Bioprocessing of Agricultural Residuals for the Optimum Production of Extracellular Xylanase by Aspergillus brasiliensis in Solid State Fermentation (SsF)
|Hooi Ling Ho* and Stephanie Ak Sali|
|Faculty of Applied Sciences, UCSI University, 1, Jalan Menara Gading, UCSI Heights, Cheras, 56000 Kuala Lumpur, Malaysia|
|*Corresponding Author :||Hooi Ling Ho
Faculty of Applied Sciences
UCSI University, 1, Jalan Menara Gading
UCSI Heights, C heras, 56000 Kuala Lumpur, Malaysia
Tel: +6012 369 9854
Fax: +603 9102 2614
E-mail: [email protected], [email protected]
|Received May 22, 2014; Accepted July 07, 2014; Published July 25, 2014|
|Citation: Ho HL, Ak Sali S (2014) Bioprocessing of Agricultural Residuals for the Optimum Production of Extracellular Xylanase by Aspergillus brasiliensis in Solid State Fermentation (SsF). J Biodivers Biopros Dev 1:121. doi:10.4172/2376-0214.1000121|
|Copyright: © 2014 Ho HL, et al. This is an open-access article distributed under the terms of the Creative Commons Attribution License, which permits unrestricted use, distribution, and reproduction in any medium, provided the original author and source are credited.|
Objective: Xylanase production by Aspergillus species has become valuable and attractive due to its vast applications in pulp and paper, food and beverage, detergent and textiles industries. Xylanase is one of the hemicellulolytic enzymes that capable of hydrolysis of ß-1,4 xylans present in the lignocellulosic materials. Therefore, Aspergillus brasiliensis ATCC 16404 was used to investigate the maximum production of xylanase using various agricultural residuals in solid state fermentation (SsF).

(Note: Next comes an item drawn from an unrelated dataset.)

PR #2267, opened 2021-08-24
allow self-signed certs on dev and heroku

groovecoder:


heaversm:
I think you just need to add `pg-connection-string` as a dependency to the `package.json`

Methods: SsF is the fermentation process of culturing microorganisms using humid solid substrates without emerging in culture broth. SsF has always been an attractive substitute of liquid culture for xylanase production due to its higher productivity per reactor volume, lower capital investment and lesser energy demand. Hence, various parameters of medium formulation were investigated to obtain the maximum activity of xylanase by A. brasiliensis in SsF. Additionally, to reduce the costs of production, agricultural residuals were used instead of xylan. In this study, the optimisation of carbon source using agricultural residuals combined with nitrogen source was elucidated for the maximum xylanase production by A. brasiliensis in SsF.

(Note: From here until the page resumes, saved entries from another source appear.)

Issue #2235, opened 2021-07-23
Add a banner to Firefox Monitor that educates users about exposed IP addresses


tcinotto:
PRD: https://docs.google.com/document/d/1uuOPVRLABRvaG7ofxFTDaRT0BwUFNhVQK4bVFOpXPy8/edit?usp=sharing

tcinotto:
@lesleyjanenorton just wanted to flag you so you're aware of this idea! Feel free to add into the PRD

toufali:
PR #2284 opened. Still outstanding:
- Guardian integration for VPN Protected status
  - test user IP against protected servers
  - fallback when server array is blank or Guardian connection failed
- K8 integration for MaxMind location database
  - City/State/Country review needed for locales outside of US
- "Protected" version of banner
- Analytics: return Monitor page name variable
- Localization: support locales that use VPN

EMMLynch:
Closing since we've redesigned the site and functionality since this was created. If you feel that this is still needed, please let me know.

PR #2284, opened 2021-09-13
IP location banner for VPN education/promotion

toufali:
Adds banner to Firefox Monitor that displays the user's geographic location derived from their publicly accessible IP address.  The banner also informs users whether their IP address is being masked by the Mozilla VPN. The banner expands downward to provide contextual information about why users might need the Mozilla VPN for extra protection.

Ticket #2235


locales/en/app.ftl
```diff
@@ -798,3 +798,21 @@ vpn-promo-cta = Get { -brand-mozilla-vpn }
 
 vpn-promo-headline-new = Save 50% with a full year subscription
 vpn-promo-copy-new = Protect your online data—and choose a VPN subscription plan that works for you.
+
+# VPN educational/promotional banner
+vpn-banner-location = Your location:
+vpn-banner-protect-yourself = Protect yourself
+vpn-banner-with-moz-vpn = with { -brand-mozilla-vpn }.
```
flodolo, line 805: Please don't split sentences, this should be a single string.

See also [this doc](https://mozilla-l10n.github.io/documentation/localization/dev_best_practices.html#make-strings-properly-localizable) (this is basically concatenation).

views/partials/vpn-banner.hbs
```diff
@@ -0,0 +1,42 @@
+<aside class="vpn-banner">
+	{{#with (vpnBannerData)}}
+	<section class="vpn-banner-top">
+		<label>{{ getString "vpn-banner-location" }} <output>{{ shortLocation }}</output>&nbsp; • </label>
```
flodolo, line 4: This is a lot of hard-coded characters: can we have the localization exposed as part of the string?

views/partials/vpn-banner.hbs
```diff
@@ -0,0 +1,42 @@
...
+	</section>
+	<section class="vpn-banner-bottom">
+		<h2 class="vpn-banner-title">{{ getString "vpn-banner-title-1" }}
+			<span>{{ getString "vpn-banner-subtitle-1" }}</span>
+		</h2>
+		<div class="vpn-banner-lists">
+			<ul class="status-list">
+				<li>{{ getString "vpn-banner-status" }} <output class="vpn-banner-red">{{ getString "vpn-banner-not-protected"
+						}}</output></li>
+				<li>{{ getString "vpn-banner-ip-address" }} <output>{{ ip }}</output></li>
```
flodolo, line 17: Same here: can we expose the IP as a variable in the string?

locales/en/app.ftl
```diff
@@ -798,3 +798,21 @@ vpn-promo-cta = Get { -brand-mozilla-vpn }
...
+vpn-banner-status = Current status:
+vpn-banner-protected = Protected ✓
+vpn-banner-not-protected = Not protected ⚠
+vpn-banner-ip-address = IP address:
+vpn-banner-step-1 = Subscribe to { -brand-mozilla-vpn }
+vpn-banner-step-2 = Select a VPN location
+vpn-banner-step-3 = Activate VPN and browse securely
+vpn-banner-cta = Get { -brand-mozilla-vpn }
+vpn-banner-cta-expand = Expand
+vpn-banner-cta-close = Close
```
flodolo, line 818: Please keep an empty line at the end of these files.

flodolo (changes requested):

views/partials/vpn-banner.hbs
toufali: Do you mean `{{ shortLocation }}`?  It is derived from a 3rd party (Maxxmind).  Else, if you mean `&nbsp; • `, yes – that could likely be added to the .ftl if you prefer.

flodolo:
```
vpn-banner-location = Your location: <output>{ $location}</output>
```

BTW, why do you need the `&nbsp; •`? Are they all on the same line? I looked at Figma, and can't see anything similar. 

Do you have a screenshot of the result of this patch? The layout looks all but localization friendly.

locales/en/app.ftl
toufali: Thanks for the helpful link!  Assuming no objections I would like to add the documentation to this repo's README.

I'm trying to follow an example suggested in your doc by using this string that includes HTML: 
```
vpn-banner-protect-yourself = <output class="vpn-banner-red">Protect yourself</output> with { -brand-mozilla-vpn }.
```

Unfortunately this does not work as the tags are printed literally.  There are no additional steps listed in your doc – is there another resource or example that I can look at?  Or does is that functionality not supported for our setup?

flodolo: Unfortunately I'm not a dev, so I can only help up to a certain point. I thought this project was using Fluent React, so you'd need [React Overlays](https://github.com/projectfluent/fluent.js/wiki/React-Overlays), but I can't find references in packages.json

I see strings with HTML markup in the file, so it's definitely possible. Maybe previous devs on the project have pointers?

toufali: The way HTML is currently processed in this repo requires much additional code customized for each individual case.  I found a much simpler way using a different syntax in the templating engine.  This syntax `{{{ string }}}` requires no javascript to process the markup in the string.

Armed with this knowledge, I'll redo all strings as needed with your comments addressed.  Thanks for the help!

views/partials/vpn-banner.hbs
toufali: The `&nbsp; • ` is all on the same line – see top bar of Figma file after location.  I refactored this into the CSS instead; the resulting string and template should be cleaner now.

toufali:
@flodolo I refactored the code based on your comments.  

I spent some time trying to integrate the 3rd-party variables into the localization file but was unsuccessful.  Happy to keep working on this if you like.

cc @maxxcrawford in case he's passed 3rd-party vars through localization files successfully

controllers/ip-location.js
```diff
@@ -0,0 +1,41 @@
+/*eslint-disable no-process-env*/
+// using process.env here to keep the banner/VPN vars contained – for when the vpn-banner is eventually removed
+
+// IP location data includes GeoLite2 data created by MaxMind, available from https://www.maxmind.com.
+// Test IPs by comparing to the corresponding json, for example: https://github.com/maxmind/MaxMind-DB/blob/main/source-data/GeoLite2-City-Test.json
+
+"use strict";
+
+require("dotenv").config();
+const maxmindDb = process.env.GEOIP_GEOLITE2_PATH + process.env.GEOIP_GEOLITE2_CITY_FILENAME;
```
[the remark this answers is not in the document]
pdehaan: Or if we do the app-constants.js `optionalEnvVars` suggestion above, we might be able to use `AppConstants.GEOIP_GEOLITE2_PATH` here.
Or maybe tweak the maxmind env vars to pre-join `path.join(AppConstants.GEOIP_GEOLITE2_PATH, AppConstants.GEOIP_GEOLITE2_CITY_FILENAME)` in the app-constants.js file.

controllers/ip-location.js
```diff
@@ -0,0 +1,41 @@
...
+const Reader = require("@maxmind/geoip2-node").Reader;
+
+async function ipLocation(req, res) {
+  let reader, geoData, countryName, cityName, locationArr;
+  const clientIp = process.env.NODE_ENV === "dev" ? "216.160.83.56" : req.ip; // for dev, return an IP that exists in GeoLite2 test DB, e.g. 216.160.83.56
```
pdehaan, line 15: Should this use `AppConstants.NODE_ENV`?

controllers/ip-location.js
```diff
@@ -0,0 +1,41 @@
...
+
+  if (clientIp === req.session.locationData?.clientIp) return res.status(200).json(req.session.locationData);
+
+  try {
+    reader = await Reader.open(maxmindDb);
```
pdehaan, line 20: I'm pretty ignorant here (and in general), but what how does this line work?
Is it opening the maxmind DB on _each_ request? Or is this somehow cached?

controllers/ip-location.js
```diff
@@ -0,0 +1,41 @@
...
+    locationArr = [cityName, geoData.subdivisions?.[0].isoCode, countryName].filter(str => str); // [city name, state code, country code] with non-null items.
+  } catch (e) {
+    console.warn("Error reading location database:", e);
+    locationArr = [null]; // a null item will return empty strings for locationData below
+  }
+
+  req.session.locationData = {
+    clientIp,
+    shortLocation: locationArr.slice(0, 2).join(", "), // shows the first two location values from the ones available
+    fullLocation: locationArr.join(", "), // shows up to three location values from the ones available
```
pdehaan, line 33: If we error above and have `locationArr = [null]`, how do these work?

Ah, I guess they just return empty strings; which explains the comment above on L27 (although I see similar behavior w/ `[null]` vs `[]`). :+1:
```js
const locationArr = [null];
console.log({
  short: locationArr.slice(0, 2).join(", "),
  full: locationArr.join(", ")
});

// {short: "", full: ""}
```

public/js/monitor.js
```diff
@@ -413,47 +408,111 @@ function addWaitlistObservers() {
...
+  }
+
+  function getPageAttribution() {
+    let page = location.pathname;
+
+    if (page.startsWith("/")) page = page.slice(1);
+
+    if (page === "") page = "home";
+
+    return `&utm_content=${page}`;
```
pdehaan, line 501: Does this account for query strings that don't have a "?" or could we end up w/ URLs like `https://monitor.firefox.com&utm_content=home`?

public/js/monitor.js
```diff
@@ -523,17 +582,8 @@ function vpnBannerLogic() {
...
-  if (!preferredFirstLanguageIsTier1) {
-    return;
-  }
-
-  // Only show banner if users first language is English, Germand or French variant
-  if (["en", "de", "fr"].some(lang=>preferredLanguages[0].includes(lang))) {
-    vpnBannerLogic();
-  }
+  // Show vpn-banner for locales not in the blocked list
+  if (!["zh-CN"].some(lang => navigator.languages[0].includes(lang))) initVpnBanner();
```
pdehaan, line 586: Should the blocked list be in the AppConstants file or something?

public/js/monitor.js
```diff
@@ -413,47 +408,111 @@ function addWaitlistObservers() {
...
+    const json = await cache.match(req)
+      .then(res => res.json())
+      .catch(e => console.warn("Could not get cached response.", e.message));
+
+    return json;
+  }
+
+  async function fetchData(req) {
+    const abortController = new AbortController();
+    const timer = setTimeout(() => abortController.abort(), 4000); // abort a delayed response after 4s
```
pdehaan, line 482: Should this 4s timeout be configurable?

```js
async function fetchData(req, reqTimeoutMs=4000) {
  ...
}
```

locales/en/app.ftl
```diff
@@ -798,3 +798,23 @@ vpn-promo-cta = Get { -brand-mozilla-vpn }
 
 vpn-promo-headline-new = Save 50% with a full year subscription
 vpn-promo-copy-new = Protect your online data—and choose a VPN subscription plan that works for you.
+
+## VPN educational/promotional banner.  HTML tags should not be translated, e.g. `<em>`
```
flodolo, line 802: Leave an empty line after group comments.

locales/en/app.ftl
```diff
@@ -798,3 +798,23 @@ vpn-promo-cta = Get { -brand-mozilla-vpn }
...
+# user's location is populated dynamically by 3rd-party service, eg: "Your location: Los Angeles, CA".  The 3rd-party service will need to provide localization.
+vpn-banner-location = Your location:
```
flodolo, line 804: It is possible to expose the actual localization as a placeholder in the string? This basically comes down to [avoid hard-coding characters](https://mozilla-l10n.github.io/documentation/localization/dev_best_practices.html#dont-hardcode-characters).

Same applies to `vpn-banner-ip-address`.

locales/en/app.ftl
```diff
@@ -798,3 +798,23 @@ vpn-promo-cta = Get { -brand-mozilla-vpn }
...
+vpn-banner-subtitle-2 = Protect your location and browse securely in 3 steps
+vpn-banner-status-protected = Current status: <em>Protected ✓</em>
+vpn-banner-status-not-protected = Current status: <em>Not protected ⚠</em>
+# user's IP address is determined dynamically, eg: "IP address: 192.168.1.1"
+vpn-banner-ip-address = IP address:
+vpn-banner-step-1 = Subscribe to { -brand-mozilla-vpn }
+vpn-banner-step-2 = Select a VPN location
+vpn-banner-step-3 = Activate VPN and browse securely
+vpn-banner-cta = Get { -brand-mozilla-vpn }
+# button to expand or close panel
```
flodolo, line 818: This is current a single string comment, applying to the next string, it should be a group comment.

app-constants.js
```diff
@@ -43,22 +39,33 @@ const kEnvironmentVariables = [
...
-  "RECRUITMENT_BANNER_LINK",
-  "RECRUITMENT_BANNER_TEXT",
   "REDIS_URL",
   "SENTRY_DSN",
   "DELETE_UNVERIFIED_SUBSCRIBERS_TIMER",
   "EXPERIMENT_ACTIVE",
   "MAX_NUM_ADDRESSES",
 ];
 
+const optionalEnvVars = [
```
groovecoder, line 49: OMG thank you for this!!

controllers/ip-location.js
groovecoder: Yes please. Until we do a better fuller refactor, let's stick to use `AppConstants` consistently.

controllers/ip-location.js
groovecoder: Good idea. We could move this into something like the `LocaleUtils.loadLanguagesIntoApp`, `FormUtils.loadCountriesIntoApp`, `HIBP.loadBreachesIntoApp` so it loads the data into the app a single time during server startup. (they're only 20K and 18K)

public/js/monitor.js
```diff
@@ -413,47 +408,111 @@ function addWaitlistObservers() {
...
+
+  vpnBanner.cta = vpnBanner.querySelector("a.vpn-banner-cta");
+  vpnBanner.cta.setAttribute("href", vpnBanner.cta.getAttribute("href") + getPageAttribution());
+  vpnBanner.setAttribute("data-protected", Boolean(protectionData?.isProtected));
+  vpnBanner.addEventListener("click", handleClick);
+
+  if (cache && protectionData) cache.put(protectionDataReq, new Response(JSON.stringify(protectionData)));
+
+  async function initCache() {
+    const cacheAvailable = "caches" in self;
```
groovecoder, line 462: TIL [Cache API](https://developer.mozilla.org/en-US/docs/Web/API/Cache)

views/partials/top-level/security-tips.hbs
```diff
@@ -18,60 +18,61 @@
...
+              {{/if}}
+              {{> top-level/security-tips/tip-content }}
+              
+              {{> top-level/security-tips/dos-and-donts }}
+              {{/each}}
+              </div>
+              {{/each}}
+              </div>
+              </div>
+              </section>
```
groovecoder, line 77: This seems to have flattened out a bunch of the indentation? Is that on purpose?

views/partials/vpn-banner.hbs
```diff
@@ -0,0 +1,52 @@
...
+		<label class="vpn-banner-chevron" data-expand={{ getString "vpn-banner-cta-expand" }} data-close={{
+			getString "vpn-banner-cta-close" }}></label>
+	</section>
+	<section class="vpn-banner-bottom">
+		<h2 class="vpn-banner-title">
+			<span class="protected-txt">{{ getString "vpn-banner-title-1" }}</span>
+			<span class="protected-txt">
+				{{ getString "vpn-banner-title-2" }}
+				<span class="subheading">{{ getString "vpn-banner-subtitle-2" }}</span>
+				</span>
```
groovecoder, line 17: Another bit of weird indentation that doesn't seem to match where it should be?

controllers/ip-location.js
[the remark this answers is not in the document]
toufali: Thanks for the reminder – path added.

app-constants.js
```diff
@@ -43,22 +39,33 @@ const kEnvironmentVariables = [
...
+  "RECRUITMENT_BANNER_LINK",
+  "RECRUITMENT_BANNER_TEXT",
+];
```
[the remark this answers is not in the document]
toufali: Yes.  Funny I added the "optional" vars array for a separate case but didn't make use of it here.  GEOIP* vars added to "optional".

controllers/ip-location.js
toufali: done.

controllers/ip-location.js
toufali: @groovecoder I assume you're referring to the test MaxMind databases – they are actually stripped down for testing.  I imagine the actual databases are much larger...

@pdehaan I took this block to mean we're caching session data to redis: 
https://github.com/mozilla/blurts-server/blob/1a940301908ecd1fd0d2fb1a28dc8762d4609dfa/server.js#L195-L207

So, if a user's ip address matches an ip stored in session from an earlier successful lookup, we return that data instead of opening/reading the MaxMind database.

Admittedly this is my first work with Redis, so let me know if I've missed something!

controllers/ip-location.js
toufali: Yes, this was a remnant from my earlier build when the client was brittle and depended on these keys – empty or not.  With the env var addition discussed above, I took the opportunity to simplify and return a response with those keys removed altogether.

public/js/monitor.js
toufali: The link is hard-coded: 
`https://vpn.mozilla.org/?utm_source=firefox-monitor&utm_medium=banner&utm_campaign=ip`

The `utm_content` key is the only dynamic value.  If you agree, it might be more intuitive to add the entire query string in js, instead of splitting the static/dynamic parts between html/js.

public/js/monitor.js
toufali: Good suggestion – I added this, and also updated the recent email promo addition to use the same var/logic.

public/js/monitor.js
toufali: done.

locales/en/app.ftl
toufali: updated.

locales/en/app.ftl
toufali: done for both `vpn-banner-location` and `vpn-banner-ip-address`

locales/en/app.ftl
toufali: updated.

views/partials/top-level/security-tips.hbs
toufali: fixed.

views/partials/vpn-banner.hbs
toufali: fixed.

controllers/ip-location.js
groovecoder: That's good to optimize each session individually, but we should still load the maxmind DB into the application memory during server startup. Or else 1000 visitors will cause 1000 file open-and-read-into-memory operations when we may only need a single open-and-read-into-memory operation for all visitors.

groovecoder (changes requested):

controllers/ip-location.js
toufali: This has been updated – thanks for flagging.  I split the code out into a separate service from the controller.  See changes here: https://github.com/mozilla/blurts-server/pull/2284/commits/52c15b26fb4d04092e51e63459158ea8685f8c3c

ip-location-service.js
```diff
@@ -0,0 +1,55 @@
+"use strict";
+
+const path = require("path");
+const reader = require("@maxmind/geoip2-node").Reader;
+const AppConstants = require("./app-constants");
+
+let locationDb, timestamp;
```
groovecoder, line 7: `timestamp` seems like a risky variable name for something that's being declared in global scope. Change to `locationDBLastOpenedTimestamp` or something?

groovecoder (changes requested):
Code looks good except 1 small variable name change. Didn't spot-check yet though.

flodolo (approved):

ip-location-service.js
toufali: @pdehaan per my chat with @groovecoder:
`timestamp` is indeed scoped to that module:
`let locationDb, timestamp;` is short for
```
let locationDb;
let timestamp;
```
and both vars exist within a Node module which is scoped to that file alone.

.env-dist
```diff
@@ -77,3 +77,14 @@ MAX_NUM_ADDRESSES=5
 
 RECRUITMENT_BANNER_LINK=
 RECRUITMENT_BANNER_TEXT=
+
+# Locales blocked from viewing Mozilla VPN promos. Use CSV whithout whitespace.
```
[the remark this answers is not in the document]
toufali: I loathe typos committed by me – thanks for this ❤️

ip-location-service.js
```diff
@@ -0,0 +1,55 @@
...
+
+async function openLocationDb() {
+  if (locationDb && isFresh()) {
+    console.warn("Location database opened less than 24hrs: returning original instance.");
```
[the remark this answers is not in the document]
toufali: Per chat with @groovecoder , it's understood that opening the db is expensive, but if we open it just once it runs the risk of stale data as long as the server is up, right?  So this was the easy compromise.  It would be good to know how often the MaxMind db actually changes, to get a better interval – I bet we could go 48hrs without reload.  In fact, I think I read from the MaxMind site that the db is updated once per week...  

Happy to hear alternate suggestions!

ip-location-service.js
pdehaan: Yeah, I was thinking of https://eslint.org/docs/rules/one-var. But looking through the eslint source, I don't think that `one-var` is in the default `eslint:recommended` config. Carry on.

ip-location-service.js
```diff
@@ -0,0 +1,55 @@
...
+    return locationDb;
+  }
+
+  try {
+    const dbPath = path.join(AppConstants.GEOIP_GEOLITE2_PATH, AppConstants.GEOIP_GEOLITE2_CITY_FILENAME);
+    locationDb = await reader.open(dbPath);
+  } catch (e) {
+    return console.warn("Could not open location database:", e.message);
```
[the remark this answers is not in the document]
toufali: I'm enjoying insight into how others might read my code 😊 .  

Yes, returning the object in `openLocationDb()` is a "benign" remnant of an earlier attempt.  I see how it can be confusing – all returns could just have easily been `undefined`.  I can/might just remove the returned values.

My intention was to use locationDb as a private singleton.  I don't believe it's global.

ip-location-service.js
```diff
@@ -0,0 +1,55 @@
...
+  return locationDb;
+}
+
+async function readLocationData(ip, locales) {
+  let locationArr;
+
+  if (!isFresh()) await openLocationDb();
+
+  try {
+    const data = locationDb.city(ip);
```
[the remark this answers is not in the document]
toufali: In the case of `const data = locationDb.city(ip);` with undefined locationDb, the `catch` block kicks in.  I just confirmed 💪

ip-location-service.js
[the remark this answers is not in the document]
pdehaan: Yeah, maybe I'm missing the core concept here&hellip;

Say we have two MaxMind databases:

```sh
GEOIP_GEOLITE2_CITY_FILENAME=GeoLite2-City-Test.mmdb
GEOIP_GEOLITE2_COUNTRY_FILENAME=GeoLite2-Country-Test.mmdb
```

And we want to keep those fresh. How are those being... loaded/deployed/updated?

I see below (L17) we're using `await reader.open(dbPath)`. But do those files get updated dynamically while the server is deployed somehow? Or is the data always the same during a deployment and only gets updated manually or via bumping some npm dependency or redeployment?
I guess my ignorant concern was that we have the two databases, and we do a production deployment and the .mmdb data never changes in the 1-4 weeks between deployments, but we still re-read the same files every 24h, loading the same data.
But if we aren't refreshing the data _dynamically_ somehow, I figured we just read the data once and don't bother with a freshness check.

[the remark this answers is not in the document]
toufali: Yeah, this might be a good question for me to pose to SRE team since the database is managed within their k8 cluster.  Point taken that freshness might be overthinking this.

I confirmed that Geolite2 is updated once a week, but the paid GeoIP2 is updated twice weekly.  I will also check with SRE which they use.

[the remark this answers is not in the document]
pdehaan: OK, I'll retract my initial concern. From the sounds of the Slack conversation, OPs is updating the .mmdb files 2x/week and updating the container's file system. So if we poll for freshness from our side once every 24 hours we know the data can never be older than 48-72h.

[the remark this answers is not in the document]
toufali: @pdehaan I updated to reload the db upon client request every 3 days.  Let me know if you'd prefer reverting back to 24hrs 💪

groovecoder (approved):
Code LGTM and spot-checks work. Eager to see it working on dev/stage/prod!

Results: From our results, 10 g wheat bran as the optimum agricultural residual was able to produce xylanase activity of 6.7091 U/mL at 48 h of SsF. Subsequently, 6.7115 U/mL of xylanase was obtained using wheat bran as the optimised carbon source at the substrate to moisture content ratio of 1:1. Interestingly, when 2% yeast extract was added, further study reviewed the maximum xylanase activity increased to 28.75%.
Conclusion: In conclusion, the optimum medium formulation for the maximum production of xylanase by A. brasiliensis was achieved using 10 g wheat bran as the optimised carbon source at the substrate to moisture ratio of 1:1 combined with 2% yeast extract as the optimum nitrogen source cultured at optimum temperature of 30°C at 150 rpm up to 48 h of SsF.